The latest Transparency International Progress Report on OECD Convention Enforcement suggests that the battle against bribery and corruption has run into a brick wall.
The report blames it on a lack of political will. The most striking example of that is where it slams the British Government for quashing its investigation into BAE Systems' funny money deal with Saudi Arabia. According to the report, that sent a worrying signal to governments around the world.
"The termination by the United Kingdom of the investigation of bribery allegations against BAE Systems on the Al Yamamah arms project in Saudi Arabia presents a serious threat to the convention,'' the report said. "The UK government's assertion that national security concerns overrode the commitment to prosecute foreign bribery opens a dangerous loophole that other parties could assert when investigations may offend powerful officials in important countries."
In its report covering 34 countries, Transparency International found there had only been significant enforcement in 14 of them.
Countries where there had been no prosecutions were Argentina, Australia, Austria, Brazil, Chile, Czech Republic, Estonia, Finland, Greece, Iceland, Ireland, Mexico, New Zealand, Poland, Portugal, Slovak Republic, Slovenia and the United Kingdom. Countries which had prosecuted were Belgium, Bulgaria, Denmark, France, Germany, Hungary, Italy, Korea, the Netherlands, Norway, Spain, Sweden, Switzerland, and the United States.

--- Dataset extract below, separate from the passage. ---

PR #11256, opened 2026-04-28
fix: handle select type inside select rank for class(*) assumed-rank arrays

HarshitaKalani:
towards: https://github.com/lfortran/lfortran/issues/11248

The fact that many countries are not doing anything about the problem is a significant worry. As one New Zealand official said in the report: "Anecdotal evidence suggests that bribery of foreign officials is not particularly uncommon, but has been rationalised as a necessary means of doing business.The deficiencies or obstacles to enforcement have to do with an apparent lack of courage and will to get to grips with the issue both in legal and ethical senses.There seems to be an attitude which abhors the idea of bribery and corruption of officials within New Zealand, but accepts a different or lower standard with respect to bribery and corruption offshore."
The evidence in the report suggests it's a view shared by other countries. Which means the bribery problem is not going away.